*** Opening MATERIAL FOR THE TASK ***

PR #581, opened 2018-06-15
Add partial support for plugtest-server for zoul-platform

twalcari:
The zolertia mote can support the plugtest-server when res_plugtest_large* and res_plugtest_obs are excluded

### DIFF
--- a/examples/coap/coap-plugtest-server/Makefile
+++ b/examples/coap/coap-plugtest-server/Makefile
@@ -2,7 +2,8 @@ CONTIKI_PROJECT = coap-plugtest-server
 all: $(CONTIKI_PROJECT)
 
 # Only intended for native
-PLATFORMS_ONLY = native
+PLATFORMS_ONLY = native, zoul
+
 
 # Include the CoAP implementation
 MODULES += os/net/app-layer/coap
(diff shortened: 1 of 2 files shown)


simonduq:
OK, but then, why just `zoul`?

twalcari:
I was only able to test it with that platform. I don't want to make any claims that I'm unable to verify..

g-oikonomou:
Strongly suggest not using `#if PLATFORM_THIS` in platform-independent code. We've been through plenty of pain to come up with examples that support platform-specific extensions, configuration etc, suggest adopting one of those design patterns.

Here I'd suggest using a platform-dependent header that declares those externs and then also a platform-independent source file with a function called whatever that calls all correct `coap_activate_resource`. We could even have two functions, a generic one that calls all `coap_activate_resource` that are common for all platforms and a second one that calls platform-specific optional ones.

g-oikonomou:
Thinking a bit more about this, the header is probably not necessary, should be poss to do with a single .c file per platform.

g-oikonomou:
@twalcari any updates here? This needs a bit more work before we can merge. Are you planning to work on it further?

twalcari:
I'm unsure on how to proceed. I understand that you want the code to support as many platforms as possible. By getting it working (partially) on the zoul-platform, I discovered that the only blocker was the limited memory available. I suspect that other platforms (excluding sky) all have similar memory limit? So in theory we can support all platforms with similar (or greater) memory limits.

Is there another example in this repo that I can use as a template on how I should structure the code?

g-oikonomou:
@twalcari thanks I made a post earlier in this thread with some recommendations. Other than that, you can also look at the generic MQTT example which has some platform-specific hooks, including for Zoul.

g-oikonomou:
Closing this due to inactivity.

*** Closing MATERIAL FOR THE TASK ***

- [WORK TO COMPLETE]
Now copy each line of the entries that mentions "using".

- [TASK RESULT]
Strongly suggest not using `#if PLATFORM_THIS` in platform-independent code. We've been through plenty of pain to come up with examples that support platform-specific extensions, configuration etc, suggest adopting one of those design patterns.
Here I'd suggest using a platform-dependent header that declares those externs and then also a platform-independent source file with a function called whatever that calls all correct `coap_activate_resource`. We could even have two functions, a generic one that calls all `coap_activate_resource` that are common for all platforms and a second one that calls platform-specific optional ones.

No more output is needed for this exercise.